Les décès sont également en hausse en raison de l’amélioration des rapports et parce que les Américains vieillissent et sont plus vulnérables à la chaleur, a analysé M. Lee. La population se déplace également lentement vers les villes, qui sont plus exposées à la chaleur.

Dans certains endroits, la chaleur de l’année dernière rivalise déjà avec les pires records. À la fin du mois de mai, Miami était en passe de connaître une température supérieure de 1,5 degré Farenheit à celle du mois de mai le plus chaud jamais enregistré, selon M. McNoldy.

Le professeur Murphy, de Dallas, s’est référé à des cartes indiquant que les conditions au Mexique sont «étrangement similaires à ce que nous avons vu en juin dernier», et il craint donc «un été très brutal».

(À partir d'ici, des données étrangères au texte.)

PR #1685, opened 2017-04-12
conditional package

gamerson:


bndtools.m2e/bnd.bnd
```diff
@@ -30,9 +30,9 @@ Import-Package: \
 	org.codehaus.plexus.util.xml;provider=m2e,\
 	*
 
-Private-Package: \
-	aQute.lib.collections;-split-package:=merge-first,\
-	bndtools.m2e.*
+Conditional-Package: aQute.lib*
```
bjhargrave: You may want: 

`Conditional-Package: aQute.lib*;-split-package:=first`

The `-split-package` directive will avoid any warnings if the package appears multiple times on the buildpath.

Le professeur Dessler, de Texas A&M, a prévenu que la chaleur de l’année dernière était «un avant-goût de l’avenir».

«Je pense que dans 20 ans, lorsque 2040 arrivera, nous nous souviendrons de 2023 et nous nous dirons que c’était génial, a déclaré M. Dessler. Le problème avec le changement climatique, c’est que s’il ne vous a pas encore poussé à bout, vous n’avez qu’à attendre.»